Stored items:
::::

PR #658, opened 2021-05-10
mtp-common 12.0.0: Only support Python 3.8+

xoen:
As part of the migration to a newer version of Ubuntu (`20.04`) which
comes with Python 3.8.

Related to ticket: https://dsdmoj.atlassian.net/browse/MTP-1841

### DIFF
--- a/requirements/base.txt
+++ b/requirements/base.txt
@@ -1,6 +1,6 @@
 # Dependencies needed for all environments
 
-money-to-prisoners-common~=11.4.0
+money-to-prisoners-common~=12.0.0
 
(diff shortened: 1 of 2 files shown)


ushkarev (changes requested):
you should also change the requirement in `dev.txt`

xoen:
Oh I see sorry, I thought `dev.txt` inherited from `base.txt`, it does but it install a `[testing]` version of `mtp-common` so the version is specified there as well.

Thanks, I'll change 👌

ushkarev (approved):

::::

REQUIRED ACTION → Show the lines of the data that hold the word "money".

WRITTEN RESPONSE →
-money-to-prisoners-common~=11.4.0
+money-to-prisoners-common~=12.0.0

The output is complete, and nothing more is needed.